There is so much that is wrong with this argument:
1. Slaughter's article is written from a vantage point of extreme privilege. Most women aren't making choices - they ‘do it all' because there is no other option. Most women and men would regard a tenured job at Princeton as a high-powered full-time career; Slaughter sees it as a form of settling after giving up her State Department gig. The idea that this is a woman who doesn't ‘have it all' is hard to swallow.
2. Then there is the essentialism of her claims about the need to make the economy more flexible for women. Women, she says, should not have to see success as meaning working round the clock; women should be encouraged to take more time off. But men, it seems, should be allowed to go on as they have been, working nights and weekends and rarely seeing their children. Because, Slaughter says, it will bother fathers less to have their spouses or a nanny looking after their kids than it will bother mothers.
This is the kind of claim that demands data, and Slaughter has none. She doesn't make room for women who don't want children at all, or acknowledge that a great many men hate the pressure put on them to be breadwinners only and fear the ridicule that comes from suggesting they might want to do more parenting.
3. Her proposals are weak. The idea that more women in public office will lead to a dramatic change in economic policy for women is a nice thought, but it's not necessarily true. The suggestion that mandating more parental leave will help is naïve: either only women will take it, furthering the achievement gap at work, or men will take it too, but might use it as a sabbatical to advance their careers or take a vacation, not to focus on parenting. This is one of the many cases where cultural change cannot be simply legislated.

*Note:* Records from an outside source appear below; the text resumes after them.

PR #2175, opened 2019-05-25
Expose get/set attrs for wallet cache in libwalletqt

xmrdsc:
```C++
#include "WalletManager.h"
#include "Wallet.h"

WalletManager *wallet_manager = WalletManager::instance();
Wallet *wallet = wallet_manager->openWallet("/home/foobar/Monero/wallets/foobar/foobar.keys", "passwd", NetworkType::MAINNET);
    
wallet->setCacheAttribute("foo_key", "bar_value");
qDebug() << wallet->getCacheAttribute("foo_key");
```

Requires https://github.com/monero-project/monero/pull/5534

### DIFF
--- a/src/libwalletqt/Wallet.cpp
+++ b/src/libwalletqt/Wallet.cpp
@@ -634,6 +634,15 @@ void Wallet::setPaymentId(const QString &paymentId)
     m_paymentId = paymentId;
 }
 
+QString Wallet::getCacheAttribute(const QString &key) const {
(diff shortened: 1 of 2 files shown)


src/libwalletqt/Wallet.cpp
```diff
@@ -634,6 +634,15 @@ void Wallet::setPaymentId(const QString &paymentId)
     m_paymentId = paymentId;
 }
 
+QString Wallet::getCacheAttribute(const QString &key) const {
```
selsta: Nitpick: `{` should be on the next line.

4. But, what perhaps bothered me most about the piece, was Slaughter's narrow understanding of what feminism is. She claims that feminism promised women the following: the ability to have a completely unencumbered, full-time career and a completely involved, cook-dinner-every-day experience of motherhood without making any compromises. This is a straw man.
She counters it with an equally bogus vision of what feminism is: that we validate whatever paths women choose as feminist choices because women make them. This isn't feminism, because it does nothing to advance the lot of women overall.
Here's what I mean: Slaughter seems blissfully unaware of the consequences of an economy in which some or many women push for greater flexibility and opt to work fewer hours, but men do not. As I've written before, the individual choices of couples where women stay home some or all the time have the aggregate effect of dragging down wages and professional success for women generally.
Feminism is about equality. Repeat that until it sinks in.
Feminism means giving women equal opportunity and fair pay at work. It means a world where taking time off to be a parent is considered equally legitimate for men and women. It means, fundamentally, a world in which men and women have equal access to the full spectrum of human experience.
It does not mean making a world in which each woman does everything at once, the ‘have it all' fantasy. It does not mean making a world in which each woman does whatever she wants without consequence, the choice fallacy. It means making a world in which each individual (male or female) can make their own compromises (and life will always involve compromises) without taking away opportunities from others.
That is a radical, utopian vision, to be sure, but it is not the utopia Slaughter claims feminism sold her, or the one she would like us to replace it with.